EXERCISE DESCRIPTION |
The response should contain only those lines of the entries below that include the string "global".

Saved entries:
PR #4419, opened 2026-04-20
[NO-JIRA] Fix :focus-visible ring in Firefox for <button> elements

MortenSorth:
### What
Extends the global `:focus-visible` rule in `bpk-stylesheets/index.scss` to also target `button` and `[type='button'|'reset'|'submit']` at matching specificity, so Backpack's focus indicator wins in Firefox.

### Why
Bundled `normalize.css@4.2.0` ships:
```css
button:-moz-focusring,
[type=button]:-moz-focusring,
[type=reset]:-moz-focusring,
[type=submit]:-moz-focusring { outline: 1px dotted ButtonText; }
```
At specificity `0-1-1`, this beats Backpack's bare `:focus-visible` rule (`0-1-0`). `:-moz-focusring` matches wherever `:focus-visible` would in Firefox, so normalize wins on every unstyled `<button>`. On dark surfaces the dotted `ButtonText` outline is near-invisible — fails WCAG 2.4.7 (Focus Visible). Firefox-only; Chrome / Safari / Edge are unaffected.

Components that ship their own `&:focus-visible` rule (BpkCardV2, BpkSwitch, BpkInsetBanner, BpkSegmentedControl, BpkComparisonTray, BpkCheckboxCard, etc.) are unaffected — their scoped rule already matches normalize's specificity. BpkButton relies on the global rule and is the primary surface hit.

This was first patched locally in [Skyscanner/global-components#3259](https://github.com/Skyscanner/global-components/pull/3259); moving the fix to the source so every Backpack consumer benefits.

### Why this approach

- **Bump `normalize.css` 4 → 8** would drop the legacy rule entirely but also changes form controls, tables, `sub`/`sup` etc. Too much unrelated blast radius for a focus-ring bug. Worth doing as a separate PR with full Percy review — tracking as a follow-up.
- **Reset `:-moz-focusring`** as a single bare rule looks tempting but sits at `0-1-0` and loses to normalize's `0-1-1`. A working reset would need the same four selectors listed here, so stating the positive intent (`:focus-visible` applies) reads better and survives future normalize churn.

### Testing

FINISHED EXERCISE |
Extends the global `:focus-visible` rule in `bpk-stylesheets/index.scss` to also target `button` and `[type='button'|'reset'|'submit']` at matching specificity, so Backpack's focus indicator wins in Firefox.
Components that ship their own `&:focus-visible` rule (BpkCardV2, BpkSwitch, BpkInsetBanner, BpkSegmentedControl, BpkComparisonTray, BpkCheckboxCard, etc.) are unaffected — their scoped rule already matches normalize's specificity. BpkButton relies on the global rule and is the primary surface hit.
This was first patched locally in [Skyscanner/global-components#3259](https://github.com/Skyscanner/global-components/pull/3259); moving the fix to the source so every Backpack consumer benefits.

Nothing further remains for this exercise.